Among these records, tally each line with the word "There"; the answer is that number alone.
--- DATA SECTION Enclosed Below ---
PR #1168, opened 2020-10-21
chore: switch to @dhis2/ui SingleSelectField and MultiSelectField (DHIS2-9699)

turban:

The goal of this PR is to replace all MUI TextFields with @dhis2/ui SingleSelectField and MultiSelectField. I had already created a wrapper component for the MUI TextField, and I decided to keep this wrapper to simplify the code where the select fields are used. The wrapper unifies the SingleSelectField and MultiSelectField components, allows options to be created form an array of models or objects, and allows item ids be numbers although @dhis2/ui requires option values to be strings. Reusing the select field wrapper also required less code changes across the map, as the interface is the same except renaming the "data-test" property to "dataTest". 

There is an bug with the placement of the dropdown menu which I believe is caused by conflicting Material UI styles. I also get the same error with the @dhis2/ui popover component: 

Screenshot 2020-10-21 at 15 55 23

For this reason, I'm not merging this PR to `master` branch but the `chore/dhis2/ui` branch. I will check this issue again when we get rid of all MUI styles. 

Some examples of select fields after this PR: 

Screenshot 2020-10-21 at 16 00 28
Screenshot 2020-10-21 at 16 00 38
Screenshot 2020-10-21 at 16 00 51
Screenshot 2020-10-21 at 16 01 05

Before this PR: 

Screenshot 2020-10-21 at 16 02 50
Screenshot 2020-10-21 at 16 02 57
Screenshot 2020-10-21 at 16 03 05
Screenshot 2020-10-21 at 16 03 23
--- End of Enclosed DATA SECTION ---
--- DATA SECTION Enclosed Below ---
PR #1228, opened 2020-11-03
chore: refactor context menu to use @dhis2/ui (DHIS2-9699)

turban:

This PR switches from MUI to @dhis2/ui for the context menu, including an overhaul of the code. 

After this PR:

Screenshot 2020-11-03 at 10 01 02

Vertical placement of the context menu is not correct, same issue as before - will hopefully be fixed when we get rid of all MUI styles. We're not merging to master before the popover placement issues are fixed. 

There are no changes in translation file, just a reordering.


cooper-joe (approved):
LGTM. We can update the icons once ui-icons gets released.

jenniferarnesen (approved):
--- End of Enclosed DATA SECTION ---
• _TASK RESULT_: 2